↓↓↓

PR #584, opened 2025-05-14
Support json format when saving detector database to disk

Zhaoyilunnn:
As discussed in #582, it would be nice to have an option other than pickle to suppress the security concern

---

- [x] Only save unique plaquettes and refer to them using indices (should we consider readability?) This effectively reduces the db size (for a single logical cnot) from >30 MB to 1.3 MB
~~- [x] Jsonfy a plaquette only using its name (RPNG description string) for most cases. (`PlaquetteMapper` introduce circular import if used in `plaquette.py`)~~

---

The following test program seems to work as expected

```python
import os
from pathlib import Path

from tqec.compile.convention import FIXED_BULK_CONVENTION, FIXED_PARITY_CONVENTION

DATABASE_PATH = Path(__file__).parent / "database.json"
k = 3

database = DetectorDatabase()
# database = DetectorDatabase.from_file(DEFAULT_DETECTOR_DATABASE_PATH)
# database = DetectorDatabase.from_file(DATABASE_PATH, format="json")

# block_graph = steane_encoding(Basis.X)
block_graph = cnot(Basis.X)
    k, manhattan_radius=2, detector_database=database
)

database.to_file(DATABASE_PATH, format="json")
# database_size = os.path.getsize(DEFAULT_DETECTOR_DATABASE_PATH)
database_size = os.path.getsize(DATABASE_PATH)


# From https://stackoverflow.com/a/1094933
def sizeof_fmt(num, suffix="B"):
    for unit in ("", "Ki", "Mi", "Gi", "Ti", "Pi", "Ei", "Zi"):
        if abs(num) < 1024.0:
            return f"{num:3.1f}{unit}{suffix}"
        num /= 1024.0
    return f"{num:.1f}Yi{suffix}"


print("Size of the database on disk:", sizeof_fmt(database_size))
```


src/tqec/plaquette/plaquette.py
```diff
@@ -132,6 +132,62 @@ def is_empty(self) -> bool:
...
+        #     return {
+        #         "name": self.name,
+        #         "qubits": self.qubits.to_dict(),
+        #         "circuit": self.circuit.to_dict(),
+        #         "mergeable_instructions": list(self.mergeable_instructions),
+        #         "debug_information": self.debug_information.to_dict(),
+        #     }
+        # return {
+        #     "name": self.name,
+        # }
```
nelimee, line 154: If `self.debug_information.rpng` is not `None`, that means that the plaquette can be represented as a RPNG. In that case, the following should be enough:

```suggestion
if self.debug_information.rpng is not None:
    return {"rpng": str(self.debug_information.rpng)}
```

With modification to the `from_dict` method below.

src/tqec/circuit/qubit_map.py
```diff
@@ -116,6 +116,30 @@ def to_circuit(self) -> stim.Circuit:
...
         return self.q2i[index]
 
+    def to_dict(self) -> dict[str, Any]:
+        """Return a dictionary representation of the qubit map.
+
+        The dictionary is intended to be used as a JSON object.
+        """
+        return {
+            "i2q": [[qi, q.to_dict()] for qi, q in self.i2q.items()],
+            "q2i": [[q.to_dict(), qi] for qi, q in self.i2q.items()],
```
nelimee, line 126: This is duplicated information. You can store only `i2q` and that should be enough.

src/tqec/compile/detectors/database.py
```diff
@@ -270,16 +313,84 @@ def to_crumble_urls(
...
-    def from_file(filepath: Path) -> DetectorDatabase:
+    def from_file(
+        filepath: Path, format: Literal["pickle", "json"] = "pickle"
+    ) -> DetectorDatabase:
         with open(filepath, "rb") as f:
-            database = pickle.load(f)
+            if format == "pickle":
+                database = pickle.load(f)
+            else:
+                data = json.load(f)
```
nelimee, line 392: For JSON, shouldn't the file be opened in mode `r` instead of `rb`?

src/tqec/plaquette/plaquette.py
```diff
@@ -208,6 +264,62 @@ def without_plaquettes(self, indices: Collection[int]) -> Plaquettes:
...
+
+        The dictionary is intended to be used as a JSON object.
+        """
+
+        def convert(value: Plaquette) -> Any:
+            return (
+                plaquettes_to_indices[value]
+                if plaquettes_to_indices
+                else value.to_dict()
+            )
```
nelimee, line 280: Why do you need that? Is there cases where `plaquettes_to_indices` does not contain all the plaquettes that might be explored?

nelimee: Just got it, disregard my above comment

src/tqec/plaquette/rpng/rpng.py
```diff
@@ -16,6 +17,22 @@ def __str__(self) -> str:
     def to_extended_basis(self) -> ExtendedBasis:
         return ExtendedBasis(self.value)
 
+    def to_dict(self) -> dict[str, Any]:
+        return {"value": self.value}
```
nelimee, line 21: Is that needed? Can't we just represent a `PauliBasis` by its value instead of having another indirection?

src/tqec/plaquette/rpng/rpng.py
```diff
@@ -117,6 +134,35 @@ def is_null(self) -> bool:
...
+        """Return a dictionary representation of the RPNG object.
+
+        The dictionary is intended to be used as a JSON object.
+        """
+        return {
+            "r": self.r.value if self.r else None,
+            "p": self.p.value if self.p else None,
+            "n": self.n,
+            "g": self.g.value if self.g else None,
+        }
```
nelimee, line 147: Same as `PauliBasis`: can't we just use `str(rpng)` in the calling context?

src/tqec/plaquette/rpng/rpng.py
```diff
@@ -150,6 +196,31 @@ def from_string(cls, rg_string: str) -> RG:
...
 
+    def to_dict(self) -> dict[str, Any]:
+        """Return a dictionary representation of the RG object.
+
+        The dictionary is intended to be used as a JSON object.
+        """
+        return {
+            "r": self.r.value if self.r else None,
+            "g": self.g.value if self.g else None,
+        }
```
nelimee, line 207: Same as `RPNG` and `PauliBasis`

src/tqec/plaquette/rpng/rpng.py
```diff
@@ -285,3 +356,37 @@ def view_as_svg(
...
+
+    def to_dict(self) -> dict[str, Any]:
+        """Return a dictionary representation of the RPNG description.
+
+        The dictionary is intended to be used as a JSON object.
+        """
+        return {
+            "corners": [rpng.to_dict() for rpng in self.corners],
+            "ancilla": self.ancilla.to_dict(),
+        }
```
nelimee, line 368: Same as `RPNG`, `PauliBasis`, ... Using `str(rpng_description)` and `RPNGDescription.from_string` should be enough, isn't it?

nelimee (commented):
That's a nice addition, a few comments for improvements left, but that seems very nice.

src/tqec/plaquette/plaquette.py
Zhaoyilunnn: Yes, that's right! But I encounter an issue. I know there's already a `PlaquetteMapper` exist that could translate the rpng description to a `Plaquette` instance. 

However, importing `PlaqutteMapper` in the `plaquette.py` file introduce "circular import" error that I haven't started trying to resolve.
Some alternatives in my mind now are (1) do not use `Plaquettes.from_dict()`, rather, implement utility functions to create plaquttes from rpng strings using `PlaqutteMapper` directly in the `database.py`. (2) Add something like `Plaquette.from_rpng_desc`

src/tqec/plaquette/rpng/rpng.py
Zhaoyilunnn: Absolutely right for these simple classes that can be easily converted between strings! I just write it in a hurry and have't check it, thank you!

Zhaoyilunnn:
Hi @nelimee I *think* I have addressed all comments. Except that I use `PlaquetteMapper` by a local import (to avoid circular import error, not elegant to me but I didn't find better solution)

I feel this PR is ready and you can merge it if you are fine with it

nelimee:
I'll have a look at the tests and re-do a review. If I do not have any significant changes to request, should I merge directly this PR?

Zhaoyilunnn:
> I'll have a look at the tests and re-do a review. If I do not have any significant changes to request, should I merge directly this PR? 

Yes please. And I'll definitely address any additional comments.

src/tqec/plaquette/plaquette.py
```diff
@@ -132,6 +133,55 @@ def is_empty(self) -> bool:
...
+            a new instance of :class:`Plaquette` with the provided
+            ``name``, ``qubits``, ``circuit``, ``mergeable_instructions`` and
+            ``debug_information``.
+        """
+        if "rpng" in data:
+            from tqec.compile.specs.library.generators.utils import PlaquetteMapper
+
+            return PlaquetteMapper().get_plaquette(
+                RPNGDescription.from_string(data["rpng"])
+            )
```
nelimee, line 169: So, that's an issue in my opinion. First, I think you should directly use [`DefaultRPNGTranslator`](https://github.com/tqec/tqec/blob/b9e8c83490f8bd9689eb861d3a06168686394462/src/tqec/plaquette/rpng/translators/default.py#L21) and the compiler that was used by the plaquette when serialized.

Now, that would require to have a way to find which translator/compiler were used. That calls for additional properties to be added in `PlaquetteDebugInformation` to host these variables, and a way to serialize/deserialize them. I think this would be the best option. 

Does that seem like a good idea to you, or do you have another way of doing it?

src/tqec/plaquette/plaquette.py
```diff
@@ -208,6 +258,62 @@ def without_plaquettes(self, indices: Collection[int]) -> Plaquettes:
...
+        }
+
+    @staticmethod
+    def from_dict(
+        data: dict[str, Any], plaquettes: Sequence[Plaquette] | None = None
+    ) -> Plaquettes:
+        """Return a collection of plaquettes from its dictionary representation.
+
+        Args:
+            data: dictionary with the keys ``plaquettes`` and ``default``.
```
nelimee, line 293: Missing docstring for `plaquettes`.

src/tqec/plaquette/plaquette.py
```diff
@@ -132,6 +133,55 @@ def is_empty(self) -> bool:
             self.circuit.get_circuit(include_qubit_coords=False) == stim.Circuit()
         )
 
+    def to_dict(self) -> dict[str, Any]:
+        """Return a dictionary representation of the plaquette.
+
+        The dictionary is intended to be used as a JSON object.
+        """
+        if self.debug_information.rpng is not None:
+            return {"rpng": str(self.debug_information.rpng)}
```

↑↑↑

Set down exactly the lines that begin with the one containing "nelimee, line 169: So, that's" and end with the last line above, and no others.

nelimee, line 169: So, that's an issue in my opinion. First, I think you should directly use [`DefaultRPNGTranslator`](https://github.com/tqec/tqec/blob/b9e8c83490f8bd9689eb861d3a06168686394462/src/tqec/plaquette/rpng/translators/default.py#L21) and the compiler that was used by the plaquette when serialized.

Now, that would require to have a way to find which translator/compiler were used. That calls for additional properties to be added in `PlaquetteDebugInformation` to host these variables, and a way to serialize/deserialize them. I think this would be the best option. 

Does that seem like a good idea to you, or do you have another way of doing it?

src/tqec/plaquette/plaquette.py
```diff
@@ -208,6 +258,62 @@ def without_plaquettes(self, indices: Collection[int]) -> Plaquettes:
...
+        }
+
+    @staticmethod
+    def from_dict(
+        data: dict[str, Any], plaquettes: Sequence[Plaquette] | None = None
+    ) -> Plaquettes:
+        """Return a collection of plaquettes from its dictionary representation.
+
+        Args:
+            data: dictionary with the keys ``plaquettes`` and ``default``.
```
nelimee, line 293: Missing docstring for `plaquettes`.

src/tqec/plaquette/plaquette.py
```diff
@@ -132,6 +133,55 @@ def is_empty(self) -> bool:
             self.circuit.get_circuit(include_qubit_coords=False) == stim.Circuit()
         )
 
+    def to_dict(self) -> dict[str, Any]:
+        """Return a dictionary representation of the plaquette.
+
+        The dictionary is intended to be used as a JSON object.
+        """
+        if self.debug_information.rpng is not None:
+            return {"rpng": str(self.debug_information.rpng)}
```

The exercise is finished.